Оставалось добиться соглашения с Танкредом Сицилийским. Ричард затребовал приданое Иоанны. Танкред предложил компенсацию: 20 тысяч унций золота за то имущество, на которое Иоанна имела право как вдова, и еще 20 тысяч за имущество, завещанное ей покойным супругом Гийомом. По случаю заключенного соглашения возник и был одобрен проект бракосочетания между одной из дочерей Танкреда и юным Артуром, герцогом Бретонским, сыном Джеффри и, следовательно, племянником Ричарда.

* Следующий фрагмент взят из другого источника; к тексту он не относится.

PR #2990, opened 2023-04-04
TransactionOutPoint: store connectedOutput when storing fromTx

msgilligan:
This requires related changes:

* Clear connectedOutput when clearing fromTx
* Change comparison in TransactionInputTest to reflect new behavior

Depends on PR #2737

### DIFF
--- a/core/src/main/java/org/bitcoinj/core/TransactionOutPoint.java
+++ b/core/src/main/java/org/bitcoinj/core/TransactionOutPoint.java
@@ -80,6 +80,7 @@ public class TransactionOutPoint {
         this.index = index;
         this.hash = fromTx.getTxId();
         this.fromTx = fromTx;
+        this.connectedOutput = Objects.requireNonNull(fromTx.getOutput(index));
     }
 
     public TransactionOutPoint(long index, Sha256Hash hash) {
--- a/core/src/main/java/org/bitcoinj/core/TransactionInput.java
+++ b/core/src/main/java/org/bitcoinj/core/TransactionInput.java
@@ -435,6 +435,7 @@ public class TransactionInput {
             // The outpoint is connected using a "standard" wallet, disconnect it.
             connectedOutput = outpoint.fromTx.getOutput((int) outpoint.index());
             outpoint.fromTx = null;
+            outpoint.connectedOutput = null;
         } else if (outpoint.connectedOutput != null) {
             // The outpoint is connected using a UTXO based wallet, disconnect it.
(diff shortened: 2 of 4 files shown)


msgilligan:
I added an additional commit that detects the invalid index a few lines earlier.

core/src/main/java/org/bitcoinj/core/TransactionOutPoint.java
```diff
@@ -80,6 +80,7 @@ public TransactionOutPoint(long index, Transaction fromTx) {
         this.index = index;
         this.hash = fromTx.getTxId();
         this.fromTx = fromTx;
+        this.connectedOutput = Objects.requireNonNull(fromTx.getOutput(index));
```
schildbach, line 83: This should make line 96 unnecessary (or maybe converted to an assert rather than an assignment).

schildbach (commented):
c0fa8f1be3e19e64c31e026493b32dbd80ae7893 seems like a good idea. If we find out why the test fails, I've got only minor comments.

core/src/main/java/org/bitcoinj/core/TransactionOutPoint.java
schildbach: Also, the first if branch in `getConnectedOutput()` is potentially unnecessary after this change?

`if (fromTx != null) `

schildbach:
I had to investigate into this territory in my quest to eliminate `getParentTransaction()` from input and output.

#2997 makes `connectedOutput` and `fromTx` and introduces methods for the cases where those need mutation. It doesn't fail any tests.

What do you think, should I rebase mine on yours?

schildbach:
Thinking a bit into the future, I'm not sure if storing `connectedOutput` makes sense any more. If all goes well, a transaction output will only be the touple `value` and `script`. No index, no parent transaction. For everything that involves how/where a `TransactionOutput` is being used, you'd need to go through `Ttransaction` anyway.

On the other hand, and I think this may be responsible for the test failures, for the business logic currently it seems to be a difference if `fromTx` is set or if `connectedOutput` is set. The latter case seems to be used for UTXO-based wallets exclusively. We need to work that out I guess.

Leonardbrett:
Hello everyone I'm earning from this great platform I'm earn $4872 after every 7th days from investment of $500 This woman offers fast and legit investment. Connect with Charlotte on 🅦🅗🅐🅣🅢🅐🅐🅟+𝟭𝟰𝟳𝟱𝟮𝟰𝟮𝟲𝟯𝟯𝟴

PR #2993, opened 2023-04-04
TransactionWitness: add read and write helpers

schildbach:
* A static constructur `read()` deserializes from a payload.
* A `serialize()` helper gets the serialized bytes.

This comes with a test.


schildbach:
I pushed two commits on top:

* make immutable, except for the byte arrays themselves
* require non-null pushes

msgilligan (approved):
LTGM

schildbach:
Merged.

PR #2994, opened 2023-04-05
Script: migrate two native constructors into a `parse()` static constructor AND make immutable

schildbach:
This is a prerequisite for further refactortings (extracting an interface).


schildbach:
I pushed three more commits on top:

* migrate a native constructor that wraps chunks to `of()` static constructor
* make field `chunks` immutable
* make field `program` immutable

There is more to come.

schildbach:
Better to review #2995 first.

schildbach:
Rebased, and ready for review.

core/src/main/java/org/bitcoinj/script/Script.java
```diff
@@ -229,38 +229,91 @@ public enum VerifyFlag {
...
     /**
-     * Construct a Script that copies and wraps the programBytes array. The array is parsed and checked for syntactic
-     * validity.
-     * @param programBytes Array of program bytes from a transaction.
-     * @param creationTime creation time of the script
+     * To run a script, first we parse it which breaks it up into chunks representing pushes of data or logical
+     * opcodes. Then we can run the parsed chunks.
      */
-    public Script(byte[] programBytes, Instant creationTime) throws ScriptException {
+    private static void parse(byte[] program, List<ScriptChunk> chunks) throws ScriptException {
```
msgilligan, line 289: This method should be renamed `parseChunks` (it already has a different return type than the other `static` `parse()` methods) and should allocate the `List<ScriptChunk>` internally and return it.

msgilligan (changes requested):
Looks good, but I think the `static void parse()` method should be renamed `parseChunks() and return a `List<ScriptChunks>`

core/src/main/java/org/bitcoinj/script/Script.java
schildbach: I renamed the method to `parseIntoChunks()`. I could not change how the argument handling works, because two of the three usages use this method for partial parsing (in case of exception). I know this is bad, but it's out of scope of this PR to change this.

msgilligan (approved):
Let's merge!

schildbach:
Merged.

PR #4039, opened 2026-01-20
Threading: Threading.UserThread improvements

msgilligan:
2 commits with minor enhancements (including making UserThread package-private -- nobody should be using it)

Update: maybe we want to create a more idiomatic method to set `WARNING_THRESHOLD`? It currently is a mutable static field, but with an uppercase name implying being `final`.

Also see WIP PR #3848


msgilligan:
This was rebased on master which took this PR a little further my making things `private`.

PR #4046, opened 2026-01-22
Transaction: introduce constant for defining dust

schildbach:
Dust is defined by a minimum feerate. Historically this has been based on the REFERENCE_DEFAULT_MIN_TX_FEE, however changing the dust limit changes which transactions are standard and should be done with care.

Hence, we decouple the two constants.

### DIFF
--- a/core/src/main/java/org/bitcoinj/core/Transaction.java
+++ b/core/src/main/java/org/bitcoinj/core/Transaction.java
@@ -145,6 +145,11 @@ public class Transaction implements Message {
     public static final Coin REFERENCE_DEFAULT_MIN_TX_FEE = Coin.valueOf(1_000); // 0.01 mBTC
 
     /**
+     * Minimum feerate for defining dust, in sats per kB.
+     */
+    public static final Coin DUST_RELAY_TX_FEE_RATE = Coin.valueOf(3_000); // per kB
+
+    /**
      * If using this feePerKb, transactions will get confirmed within the next couple of blocks.
      * This should be adjusted from time to time. Last adjustment: February 2017.
      */
--- a/core/src/main/java/org/bitcoinj/core/TransactionOutput.java
+++ b/core/src/main/java/org/bitcoinj/core/TransactionOutput.java
@@ -241,7 +241,7 @@ public class TransactionOutput {
      * and mined by default miners.
      */
     public Coin getMinNonDustValue() {
-        return getMinNonDustValue(Transaction.REFERENCE_DEFAULT_MIN_TX_FEE.multiply(3));
+        return getMinNonDustValue(Transaction.DUST_RELAY_TX_FEE_RATE);
     }
 
     /**


core/src/main/java/org/bitcoinj/core/Transaction.java
msgilligan, line 143: The reference to `feePerKb` in this comment is confusing to me. Is `REFERENCE_DEFAULT_MIN_TX_FEE ` a minimum fee or minimum fee-rate? If it is a minimum fee how can it be compared to `feePerKb`.

core/src/main/java/org/bitcoinj/core/Transaction.java
```diff
@@ -144,6 +144,11 @@ private static int sortableBlockHeight(Transaction tx) {
      */
     public static final Coin REFERENCE_DEFAULT_MIN_TX_FEE = Coin.valueOf(1_000); // 0.01 mBTC
 
+    /**
+     * Minimum feerate for defining dust.
+     */
+    public static final Coin DUST_RELAY_TX_FEE = Coin.valueOf(3_000); // per kB
```
msgilligan: If this constant is a fee rate maybe it should have `RATE` in its name?

core/src/main/java/org/bitcoinj/core/Transaction.java
```diff
@@ -144,6 +144,11 @@ private static int sortableBlockHeight(Transaction tx) {
      */
     public static final Coin REFERENCE_DEFAULT_MIN_TX_FEE = Coin.valueOf(1_000); // 0.01 mBTC
 
+    /**
+     * Minimum feerate for defining dust.
```
msgilligan: We should probably specify the units here (i.e. `feePerKb`)

msgilligan:
It might make sense to consistently include `_RATE` in the name of _all_ constants that are fee rates. This would require `@Deprecated` tags on existing names pointing to the new names, but I think it would be worth it for clarity.

core/src/main/java/org/bitcoinj/core/Transaction.java
schildbach: It's a fee rate, which is historically then use to calculate how large (amount) a txout must be in order to cover the cost of itself and its (future) spending txin. If I understand it right. It's the calculation done in `public Coin getMinNonDustValue(Coin feePerKb)`.

The name of the new constant was copied from Bitcoin Core, which we do for a lot of these constants. But I agree, we should make it clear by name that it's a fee *rate*. So I'll rename it to `DUST_RELAY_TX_FEERATE`.

core/src/main/java/org/bitcoinj/core/Transaction.java
schildbach: :+1:

core/src/main/java/org/bitcoinj/core/Transaction.java
schildbach: :+1:

core/src/main/java/org/bitcoinj/core/Transaction.java
msgilligan: See Issue #4053

PR #4055, opened 2026-01-22
SendRequest: make emptyWallet final

msgilligan:
This is now two commits on top of PR #4066 

1. Prepare to make `emptyWallet` final (with warning comment)
2. Make it final.

### DIFF
--- a/core/src/main/java/org/bitcoinj/wallet/SendRequest.java
+++ b/core/src/main/java/org/bitcoinj/wallet/SendRequest.java
@@ -58,10 +58,8 @@ public class SendRequest {
      * When emptyWallet is {@code true}, all coins selected by the coin selector are sent to the first output in {@link #tx}
      * (its {@code value} is ignored and set to {@link Wallet#getBalance()} <i>less the fee</i> required
      * for the transaction). Any additional outputs are removed.
-     * <p>
-     * This field should be treated as {@code final} and set via {@link SendRequest#emptyWallet(Transaction)} or {@link SendRequest#emptyWallet(Address)}.
      */
-    public boolean emptyWallet;
+    public final boolean emptyWallet;
 
     /**
      * "Change" means the difference between the value gathered by a transactions inputs (the size of which you


schildbach:
The JavaDoc changes could be merged in a separate commit.

msgilligan:
> I'm not sure about this change. Currently (in 0.17), SendRequest is more like a builder class. E.g. in BW it's used like this for the standard case of sending coins:
> 
> ```
>         final SendRequest sendRequest = finalPaymentIntent.toSendRequest();
>         sendRequest.emptyWallet =
>                 viewModel.paymentIntent.mayEditAmount() && amount.equals(Constants.NETWORK_PARAMETERS.getMaxMoney());
>         sendRequest.feePerKb = fees.get(viewModel.feeCategory.getValue());
>         sendRequest.memo = viewModel.paymentIntent.memo;
>         sendRequest.exchangeRate = amountCalculatorLink.getExchangeRate();
>         sendRequest.aesKey = encryptionKey;
> ```
> 
> So without a new builder concept I would refrain from making this field immutable.

My intention was to make all fields final, add new `private` constructors as necessary, and add new `static` factory methods as needed.

The first move in this direction was PR #2893

msgilligan:
> The JavaDoc changes could be merged in a separate commit.

See PR #4066 

This PR has been rebased on PR #4066 and split into two additional commits:

1. Add new constructor and static factory method, so bitcoinj never mutates `emptyWallet` and add comment saying that mutation is deprecated
2. Make `emptyWallet` `final`.

So the first commit can be merged and once BW and others are updated, we can make `emptyWallet` final.

core/src/test/java/org/bitcoinj/wallet/WalletTest.java
```diff
@@ -2658,7 +2657,6 @@ public void lowerThanDefaultFeeRate() throws InsufficientMoneyException {
         SendRequest emptyReq = SendRequest.emptyWallet(myAddress);
         emptyReq.feePerKb = fee;
         emptyReq.ensureMinRequiredFee = true;
-        emptyReq.emptyWallet = true;
```
msgilligan, line 2661: Note that this line (and similar one below) are unnecessary and could be removed without any other changes.

msgilligan:
@schildbach See Issue #4060 for a proposed direction.

PR #4083, opened 2026-01-27
drop BLOCKING_CLIENT_MANAGER from all TestWithNetworkConnection subclasses

msgilligan:
This is an experiment to see if it eliminates (or reduces) test failures.

(I think the issue(s) we are seeing is more likely with the NioServer, but which clients are used could be a factor)


msgilligan:
Closing as this did not seem to fix the problem.

PR #4089, opened 2026-01-29
test-support: remove dependency on bitcoinj-base

msgilligan:
The only class used was the `BitcoinNetwork` `enum`, which is replaced by the corresponding ID string.

This removes a circular dependency (in Maven's dependency model) needed for Issue #3840 -- we had previously attempted to remove the cycle with PR #3850.

### DIFF
--- a/test-support/build.gradle
+++ b/test-support/build.gradle
@@ -3,7 +3,7 @@ plugins {
 }
 
 dependencies {
-    api project(':bitcoinj-base')
+    api 'org.jspecify:jspecify:1.0.0'
 }
 
 tasks.withType(JavaCompile) {
--- a/test-support/src/main/java/org/bitcoinj/test/support/package-info.java
+++ b/test-support/src/main/java/org/bitcoinj/test/support/package-info.java
@@ -14,8 +14,7 @@
  * limitations under the License.
  */
 /**
- * Test support classes that depend upon {@code bitcoinj-base} and can be used in both
- * {@code bitcoinj-base} and {@code bitcoinj-core} tests.
+ * Test support classes that can be used in both {@code bitcoinj-base} and {@code bitcoinj-core} tests.
  */
 @NullMarked
 package org.bitcoinj.test.support;


msgilligan:
@schildbach @hasskell Rebased and split into two commits.

msgilligan:
@schildbach I know you feel like this is a step backward (loosing our nice `BitcoinNetwork` enum and using a `String` instead) but I think it is worth it in order to move forward with Maven.

Unfortunately, Maven multi-project builds handle dependencies at the JAR level and do not allow the test classpath of `base` to depend on the (non-test) classes in `test-support` without seeing a cycle. I did some searching and it seems this is a fundamental limitation of Maven and not easily worked around (I did some searching.)

One solution would be to move (all, some of) the tests from `base` to a new `base-test` module and this would break the circular dependency. I think this would be overkill at present (given that we only have one class in `test-support` and this PR resolves the issue)

We could also move the tests in `base` that need `AddressData` to `core` or to `integration-test` -- perhaps in a certain package, but that seems like an even greater separation between `base` code and tests.

There is some documentation of how Maven handles multiple-modules and scopes here:

* https://maven.apache.org/guides/mini/guide-multiple-modules.html
* https://maven.apache.org/repositories/dependencies.html

I'm adding this comment to document some of the research and decision making (and private feedback from @schildbach) that I have considered.

I think we should just merge this PR and move ahead with the Maven build. When we find another possible class for inclusion in `test-support` we can revisit the discussion. Note that if we use Maven we will get the benefit of being able to use JUnit 5 (or 6!) everywhere and will be able to run this with Debian's Maven.

hasskell:
> @schildbach I know you feel like this is a step backward (loosing our nice `BitcoinNetwork` enum and using a `String` instead) but I think it is worth it in order to move forward with Maven.
> 
> Unfortunately, Maven multi-project builds handle dependencies at the JAR level and do not allow the test classpath of `base` to depend on the (non-test) classes in `test-support` without seeing a cycle. I did some searching and it seems this is a fundamental limitation of Maven and not easily worked around (I did some searching.)
> 
> One solution would be to move (all, some of) the tests from `base` to a new `base-test` module and this would break the circular dependency. I think this would be overkill at present (given that we only have one class in `test-support` and this PR resolves the issue)
>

Все эти меры принимались ввиду возможной задержки отплытия, поскольку погода никак не благоприятствовала плаванию. «Мы вынужденно задержались в вашем городе Мессине, тогда как мы рассчитывали уже покинуть его, по причине суровости морских ветров и холодов, отложивших наш выход в море», — указывал Ричард в грамоте, скрепленной его подписью. Клятвы, которыми он обменялся с Танкредом, предусматривали необходимые меры на случай зимовки армии на острове. Ричард сообщил папе Клименту III о различных статьях договора, который он заключил с королем Сицилии, а папу попросил стать гарантом соглашения. Тем временем двое приближенных Танкреда, адмирал Маргарит и Джордано дель Пино, которым король Сицилии ранее доверил город Мессину, бежали ночью вместе со своими семьями и всем своим золотом и серебром. Ричард распорядился взять под охрану остальное их имущество, дома и галеры. После этого для пущей безопасности он приказал окружить глубоким рвом ту половину города, где находился монастырь грифонов, чтобы обрести укрытие для своих сокровищ и припасов, предназначенных для армии. Исполненный решимости, он повелел также воздвигнуть на самой высокой горе, господствовавшей над Мессиной, форт, которому дал многозначительное имя Матегрифон («укрощение греков», или, точнее, пользуясь шахматной терминологией, «мат византийцам»).
В течение всего этого времени в отношениях между сицилийцами и нормандцами царили ненависть и озлобленность. Более того, на горизонте появился еще один опасный противник, к тому же хорошо известный Танкреду. В том же 1190 году новый германский император Генрих VI Гогенштауфен вознамерился вернуть своей супруге Констанции права на Апулию и Сицилию. Более чем на полстолетия Италия превратилась в арену ожесточенной борьбы.
Пришла зима, однако погода не улучшалась. 19 декабря на рейде Мессины разразилась страшная буря, «армии королей Франции и Англии оцепенели от ужаса». Молния поразила один из английских кораблей, и он пошел ко дну. Ураган вызвал разрушения и оползни и обрушил часть города.